-- WHAT NEEDS TO BE DONE --
Starting with the line that contains "- [x] MiniGrid-Dynamic-Obstacles-6x6-v0" and stopping after the line that contains "## Effort: medium", copy the entries below exactly. Include nothing else.

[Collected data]
BEGIN

Issue #10, opened 2023-06-14
Implement more environments


epignatelli:
Source:  https://minigrid.farama.org/environments/minigrid/

- [x] MiniGrid-BlockedUnlockPickup-v0
- [x] MiniGrid-LavaCrossingS9N1-v0
- [x] MiniGrid-LavaCrossingS9N2-v0
- [x] MiniGrid-LavaCrossingS9N3-v0
- [x] MiniGrid-LavaCrossingS11N5-v0
- [x] MiniGrid-SimpleCrossingS9N1-v0
- [x] MiniGrid-SimpleCrossingS9N2-v0
- [x] MiniGrid-SimpleCrossingS9N3-v0
- [x] MiniGrid-SimpleCrossingS11N5-v0
- [x] MiniGrid-DistShift1-v0
- [x] MiniGrid-DistShift2-v0
- [x] MiniGrid-DoorKey-5x5-v0
- [x] MiniGrid-DoorKey-6x6-v0
- [x] MiniGrid-DoorKey-8x8-v0
- [x] MiniGrid-DoorKey-16x16-v0
- [x] MiniGrid-Dynamic-Obstacles-5x5-v0
- [x] MiniGrid-Dynamic-Obstacles-Random-5x5-v0
- [x] MiniGrid-Dynamic-Obstacles-6x6-v0
- [x] MiniGrid-Dynamic-Obstacles-Random-6x6-v0
- [x] MiniGrid-Dynamic-Obstacles-8x8-v0
- [x] MiniGrid-Dynamic-Obstacles-16x16-v0
- [x] MiniGrid-Empty-5x5-v0
- [x] MiniGrid-Empty-Random-5x5-v0
- [x] MiniGrid-Empty-6x6-v0
- [x] MiniGrid-Empty-Random-6x6-v0
- [x] MiniGrid-Empty-8x8-v0
- [x] MiniGrid-Empty-16x16-v0
- [x] MiniGrid-Fetch-5x5-N2-v0
- [x] MiniGrid-Fetch-6x6-N2-v0
- [x] MiniGrid-Fetch-8x8-N3-v0
- [x] MiniGrid-FourRooms-v0
- [x] MiniGrid-GoToDoor-5x5-v0
- [x] MiniGrid-GoToDoor-6x6-v0
- [x] MiniGrid-GoToDoor-8x8-v0
- [x] MiniGrid-GoToObject-6x6-N2-v0
- [x] MiniGrid-GoToObject-8x8-N2-v0
[...]

PR #204, opened 2026-09-03
feat(environments): implement LockedRoom and Playground (#179, #184)

### LINKED ISSUE #179: Implement LockedRoom
Part of #10.

## Environment
- `MiniGrid-LockedRoom-v0`

## Description
A larger single-floor layout: a central room plus four side rooms arranged in a cross, one side room locked (its key hidden randomly in one of the *other* rooms). Reward + termination on reaching a `Goal` inside the locked room. MiniGrid's own `LockedRoom` doesn't use `RoomGrid` (unlike `Unlock`/`UnlockPickup`/`ObstructedMaze`) - it hand-rolls the cross layout directly.

## Effort: medium
Structurally closer to `navix`'s existing `KeyCorridor` (`navix/environments/key_corridor.py`, already implements "locked room, key hidden elsewhere, reach a goal past the lock") than to the `RoomGrid`-based families - likely reuses `KeyCorridor`'s generation approach and patterns more directly than #174 (RoomGrid) does, though the cross-shaped (not linear-corridor-shaped) room arrangement is genuinely different and needs its own layout logic. Worth comparing both approaches carefully before choosing one to extend.

---

### LINKED ISSUE #184: Implement Playground
Part of #10.

## Environment
- `MiniGrid-Playground-v0`

## Description
An open room scattered with random walls, doors and objects, with no goal, no reward function, and no termination condition beyond timeout - used in the original MiniGrid/Minigrid paper for visualisation and free-form interaction, not as a solvable benchmark.

## Effort: trivial, but flagging low priority
Implementation itself would be low effort (random object/wall scattering, reusing entities that all already exist), but it has no differentiated value as an RL benchmark - nothing to solve, no reward signal, so it wouldn't be used in any of navix's actual benchmark suites (`navix/benchmarks/`) the way every other environment in #10 would be. Suggest deprioritising this below every other family unless someone specifically wants it for rendering/visualisation demos.

---

epignatelli:
_Posted by an AI agent (Claude Code) on behalf of @epignatelli._

Closes #179, closes #184 - both part of #10's environment checklist, implemented together per request.

## `LockedRoom` (#179, `MiniGrid-LockedRoom-v0`)

Six rooms - three stacked on each side of a central north-south hallway - each opening onto that hallway through its own door. One room is locked; its `Goal` can only be reached by finding a `Key` of the matching colour hidden in one of the other five rooms, then unlocking that one door.

The six rooms' positions/sizes/door cells are a fixed function of `height`/`width` (verified directly against MiniGrid's actual `LockedRoomEnv._gen_grid` source - `left_wall`/`right_wall`/`room_w`/`room_h`/the `j + 3` per-room door-row offset all reproduced exactly). Only which room is locked, the six door colours, which room hides the key, and every entity's position within its own room are randomised per episode - no `jax.lax.while_loop` retry search needed anywhere, unlike `MultiRoom` (#182).

## `Playground` (#184, `MiniGrid-Playground-v0`)

A 3x3 grid of rooms, every orthogonally-adjacent pair joined by one unlocked, randomly-positioned, randomly-coloured door. 12 objects, each independently `Key`/`Ball`/`Box` (matching MiniGrid's own per-object random type draw), are scattered across the grid - reusing `GoToObject`'s `DISCARD_PILE_COORDS` fixed-slot-allocation trick for the variable per-type counts.

No goal, no reward beyond a flat 0, no termination beyond the timeout. Registers with `rewards.free` (see below) and `termination_fn=terminations.compose()` (i.e. never terminates) rather than the default `DEFAULT_TERMINATION` - the latter's `on_ball_hit` turned out to fire from an ordinary player-bumps-`Ball` collision (`actions._can_walk_there`'s generic `record_walk_into` dispatch), not just a moving ball colliding with the player, and ended episodes within a handful of random steps in testing before this was caught. See the module docstring for the full trace of that finding.

## Drive-by fix: `rewards.free`'s signature

`rewards.free` was defined as `free(state) -> Array`, but every `reward_fn` is called as `self.reward_fn(prev_state, action, state)` (`Environment._step`) - a 3-argument call. It had never actually been wired to any registration, so this was unreachable dead code until Playground's `reward_fn=rewards.free` needed it. Fixed as a separate, first commit; zero behaviour change to any existing caller since none exist.

## Testing

New `tests/test_locked_room.py` / `tests/test_playground.py`: structural checks against the live reset state (room/door layout, distinct colours, locked-room/key-room invariants for LockedRoom; door/object counts and mutual distinctness for Playground), a full real-gameplay walkthrough for LockedRoom (open the key's own door, fetch the key, unlock the locked door, reach the goal), a reward-free/no-early-termination random walk for Playground, and jit/vmap compatibility for both.

```
$ uv run pytest tests/test_locked_room.py tests/test_playground.py tests/test_registry.py tests/test_environments.py -q
16 passed
```


epignatelli:
@claude please revierw

epignatelli:
Pushed a follow-up commit addressing a question in review: `NotImplementedEnvs` turned out to be far more stale than just the two entries this PR's own environments removed.

30 of its 34 entries already had a matching `Navix-*` registration from past PRs that never pruned their own MiniGrid id here (`BlockedUnlockPickup`, `LavaCrossing*`, `Fetch*`, `GoToObject*`, `Memory*`, `MultiRoom*`, the `ObstructedMaze` `-v0` ids, `PutNear*`, `RedBlueDoors*`, `Unlock*`) - pruned all of them.

Kept the 4 `ObstructedMaze` `-v1` ids (`2Dlhb`/`1Q`/`2Q`/`Full`) deliberately: navix only ports MiniGrid's `-v1` fix for these, registered under the `-v0` id, so the literal `-v1` MiniGrid id has no registration of its own - still fair to call it unimplemented. To make that aliasing visible where it actually matters, those 4 `-v0` ids now emit a `UserWarning` on `nx.make(...)` naming both MiniGrid ids and the behavioural difference (`2Dl`/`2Dlh`, which port MiniGrid's `-v0` directly, don't warn).

epignatelli:
Correcting my previous comment - I'd implemented the wrong trigger the first time. Force-pushed a fix.

**What actually happens now:** `nx.make("MiniGrid-ObstructedMaze-2Dlhb-v1")` (the literal MiniGrid id) redirects to `Navix-ObstructedMaze-2Dlhb-v0` and warns that it's doing so, instead of raising `NotImplementedError`. Same for `1Q`/`2Q`/`Full`, plus `MiniGrid-MultiRoom-N4-S5-v1` (same v1-becomes-v0 situation, not previously in `NotImplementedEnvs` at all). Using the actual `Navix-*-v0` id directly still doesn't warn - only the MiniGrid `-v1` alias does.

```python
>>> nx.make("MiniGrid-ObstructedMaze-2Dlhb-v1")
UserWarning: MiniGrid-ObstructedMaze-2Dlhb-v1 has no distinct navix registration -
Navix-ObstructedMaze-2Dlhb-v0 already implements MiniGrid's own `-v1` behaviour for
this environment family (see V1_ALIASES in registry.py). Instantiating
Navix-ObstructedMaze-2Dlhb-v0 instead.
```

`NotImplementedEnvs` is now empty (all 30 stale entries pruned, the remaining 4 handled via the alias above instead of just left there) - kept as a named list for the next real gap.

New `test_v1_aliases_redirect_and_warn` covers all 5 aliases: warns exactly once, names the target id, constructs the same environment as calling the target directly, and the target itself stays silent. `test_registry.py`/`test_environments.py`/`test_obstructed_maze.py`/`test_multi_room.py`: 20 passed.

END

-- SOLUTION FOR THIS TASK --
- [x] MiniGrid-Dynamic-Obstacles-6x6-v0
- [x] MiniGrid-Dynamic-Obstacles-Random-6x6-v0
- [x] MiniGrid-Dynamic-Obstacles-8x8-v0
- [x] MiniGrid-Dynamic-Obstacles-16x16-v0
- [x] MiniGrid-Empty-5x5-v0
- [x] MiniGrid-Empty-Random-5x5-v0
- [x] MiniGrid-Empty-6x6-v0
- [x] MiniGrid-Empty-Random-6x6-v0
- [x] MiniGrid-Empty-8x8-v0
- [x] MiniGrid-Empty-16x16-v0
- [x] MiniGrid-Fetch-5x5-N2-v0
- [x] MiniGrid-Fetch-6x6-N2-v0
- [x] MiniGrid-Fetch-8x8-N3-v0
- [x] MiniGrid-FourRooms-v0
- [x] MiniGrid-GoToDoor-5x5-v0
- [x] MiniGrid-GoToDoor-6x6-v0
- [x] MiniGrid-GoToDoor-8x8-v0
- [x] MiniGrid-GoToObject-6x6-N2-v0
- [x] MiniGrid-GoToObject-8x8-N2-v0
[...]

PR #204, opened 2026-09-03
feat(environments): implement LockedRoom and Playground (#179, #184)

### LINKED ISSUE #179: Implement LockedRoom
Part of #10.

## Environment
- `MiniGrid-LockedRoom-v0`

## Description
A larger single-floor layout: a central room plus four side rooms arranged in a cross, one side room locked (its key hidden randomly in one of the *other* rooms). Reward + termination on reaching a `Goal` inside the locked room. MiniGrid's own `LockedRoom` doesn't use `RoomGrid` (unlike `Unlock`/`UnlockPickup`/`ObstructedMaze`) - it hand-rolls the cross layout directly.

## Effort: medium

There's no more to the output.